Figure 29. Microsoft SDN API: LDL Configuration
The HP Network Optimizer/VAN SDN Controller was deployed on a separate server connected to VLAN20 (physically connected to 3800-B switch). VLAN 20 was created exclusively for SDN control traffic to separate it from Lync user traffic. The HP Network Optimizer/VAN SDN Controller can prioritize the Lync Media traffic from Lync clients using OpenFlow protocol. The types of Lync media traffic involving two or more Lync endpoints include audio and video calls, and
application-sharing. Per the SDN standards, the switches that connect to Lync clients are supposed to be OpenFlow enabled, whereas the other network switches in the path that the Lync session traverses do not necessarily need to support
OpenFlow but must be able to honor QoS. In this configuration, the two 3800 switches were configured with OpenFlow because they were connected to Lync clients but the HP 10508 switch was not enabled for OpenFlow (it simply honored the QoS information passed to it by the 3800 switches).

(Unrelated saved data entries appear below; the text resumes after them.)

Issue #978, opened 2018-05-03
Question: Should We Support Additional Filters for LIST APIs in Identity V3 ?


zhangzujian:
In Identity V3, **LIST** APIs support filters like **name_contains=STR**. If the filter is added into query parameters, the server will return a list of resources of which the names contain **STR**.

This feature is really useful, I think. Should we support it ?

Python source code:
https://github.com/openstack/keystone/blob/master/keystone/common/controller.py#L421

jtopjian:
This does seem useful. Unfortunately it looks like it doesn't work on Extra properties, though, which is disappointing. Otherwise you could do a query such as:

```
http://localhost:5000/v3/projects?email__contains=foo
```

So it seems filters only work on certain fields.

Given that, though, I think this is something we could/should implement. Perhaps adding the following to `ListOpts`:

```go
Filter map[string]string `q:"-"`
```

You would then iterate over the map and append the key/values to the URL during the `ToXListQuery` method.

The reason I think we should use `map[string]string` is because there are far too many combinations of filters to create a structured type with.

Thoughts?

zhangzujian:
@jtopjian Agreed.

jtopjian:
@zhangzujian I wasn't sure if everything was finished here.

Thank you very much for implementing this!

PR #980, opened 2018-05-04
Identity V3: Add Filters into Struct users.ListOpts

zhangzujian:
For #978

### DIFF
--- a/acceptance/openstack/identity/v3/users_test.go
+++ b/acceptance/openstack/identity/v3/users_test.go
@@ -43,7 +43,7 @@ func TestUsersList(t *testing.T) {
 	th.AssertEquals(t, found, true)
 
 	listOpts.Filters = map[string]string{
-		"name_contains": "dmi",
+		"name__contains": "dmi",
 	}
 
 	allPages, err = users.List(client, listOpts).AllPages()
@@ -65,7 +65,7 @@ func TestUsersList(t *testing.T) {
 	th.AssertEquals(t, found, true)
 
 	listOpts.Filters = map[string]string{
-		"name_contains": "foo",
+		"name__contains": "foo",
 	}
 
 	allPages, err = users.List(client, listOpts).AllPages()
--- a/acceptance/openstack/identity/v3/users_test.go
+++ b/acceptance/openstack/identity/v3/users_test.go
@@ -41,6 +41,50 @@ func TestUsersList(t *testing.T) {
 	}
 
 	th.AssertEquals(t, found, true)
+
+	listOpts.Filters = map[string]string{
+		"name_contains": "dmi",
+	}
+
+	allPages, err = users.List(client, listOpts).AllPages()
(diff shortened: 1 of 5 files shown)


acceptance/openstack/identity/v3/users_test.go
```diff
@@ -41,6 +41,50 @@ func TestUsersList(t *testing.T) {
 	}
 
 	th.AssertEquals(t, found, true)
+
+	listOpts.Filters = map[string]string{
+		"name_contains": "dmi",
```
jtopjian: I think it's two underscores:

```
name__contains
```

params.go
```diff
@@ -377,6 +377,25 @@ func BuildQueryString(opts interface{}) (*url.URL, error) {
...
+	u, err := BuildQueryString(opts)
+	if err != nil {
+		return nil, err
+	}
+
+	params := u.Query()
+	for k, v := range filters {
+		params.Add(k, v)
+	}
+	return &url.URL{RawQuery: params.Encode()}, nil
```
jtopjian: I realize this function will reduce the amount of code in the identity package, but since it's not used outside of identity, it's better to modify _each_ `ToXListQuery` function.

This is already done in a handful of other Gophercloud packages. 

See here for a simple example: https://github.com/gophercloud/gophercloud/blob/master/openstack/clustering/v1/webhooks/requests.go#L22-L32

zhangzujian:
Ready for review.

zhangzujian:
recheck

openstack/identity/v3/users/requests.go
```diff
@@ -49,11 +50,22 @@ type ListOpts struct {
...
 	UniqueID string `q:"unique_id"`
+
+	// Filters filters the response by custom filters such as
+	// 'name__contains=foo'
+	Filters map[string]string `q:"-"`
 }
 
 // ToUserListQuery formats a ListOpts into a query string.
 func (opts ListOpts) ToUserListQuery() (string, error) {
 	q, err := gophercloud.BuildQueryString(opts)
```
jtopjian: let's do an error check here.

openstack/identity/v3/users/requests.go
```diff
@@ -49,11 +50,22 @@ type ListOpts struct {
...
+
+	params := q.Query()
+	for k, v := range opts.Filters {
+		params.Add(k, v)
```
jtopjian: At a minimum, the filter must have two underscores, so maybe we should do a string check to make sure each key has two underscores? Otherwise `Filter` could be used to pass any arbitrary key into the query. Thoughts?

openstack/identity/v3/users/requests.go
zhangzujian: You are right. Error check is necessary.

zhangzujian:
@jtopjian Please review.

jtopjian:
@zhangzujian LGTM!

Figure 27 also depicts the call flow for SDN control for the sessions between or amongst Lync clients. LDL is deployed as a Windows service on the Lync Front End server. LDL is configured to send Lync call and quality data to LSM. LSM is a Windows service deployed on a separate server (virtual or physical). In this lab configuration LSM was deployed on virtual servers. The LSM is responsible for processing the dialog events received from the LDL component. It maintains state of the individual real-time streams – including whether the stream has started, ended, updated, and more – and sends the resulting XML data to the configured network management system (HP Network Optimizer/VAN SDN Controller in this configuration). LSM parses the message and selects the data that is related to quality of Lync audio, video or application sharing session and posts it in XML format to the HP Network Optimizer/VAN SDN Controller. The HP Network Optimizer/VAN SDN Controller uses a web service to receive the XML data from LSM, therefore the SDN controller’s Web service address must be
configured on the LSM.
On receiving the Lync call and quality data session information, the HP Network Optimizer/VAN SDN Controller can prioritize the Lync media traffic by modifying the DSCP value (pertaining to a specific session) in the flow tables of the HP 3800 switches. The HP SDN controller uses the OpenFlow protocol to communicate with the HP 3800 switches. The HP SDN Controller sets the desired value of DSCP to 46 for the Lync session that it wants to prioritize and checks that the configured value of DSCP in the HP 3800 switches is 46 for that session. If the quality reported by LSM for any specific Lync session is good, the HP Network Optimizer/VAN SDN Controller does not prioritize that session and does not modify the DSCP value from the default of DSCP=10 which is prioritized as Best Effort. When a bad quality session is reported by the Lync environment, the SDN controller modifies the DSCP value in the flow table in both 3800 switches that are connected to the Lync users. The HP 10508 being the core switch and not directly connected to the Lync end users, need not necessarily be OpenFlow compliant (it needs to honor the QoE configuration only).
The LSMs can be configured in HA or non-HA mode. In HA mode two LSM are needed, one Primary and another Secondary. The Failover from Primary to Secondary is automatic. The primary and secondary LSM do not share the states. In non-HA mode, each LSM is in a standalone mode.